PR #9684, opened 2026-07-21
fix(terminal): scope macOS daemons to login sessions

### LINKED ISSUE #7936: [Bug] macOS logout leaves orphaned PTYs → broken "Login incorrect" terminals on next login, needs reboot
-------
=== What you are asked to do ===
The material above must be returned in full, exactly as written.

=== Exercise answer ===
PR #9684, opened 2026-07-21
fix(terminal): scope macOS daemons to login sessions

### LINKED ISSUE #7936: [Bug] macOS logout leaves orphaned PTYs → broken "Login incorrect" terminals on next login, needs reboot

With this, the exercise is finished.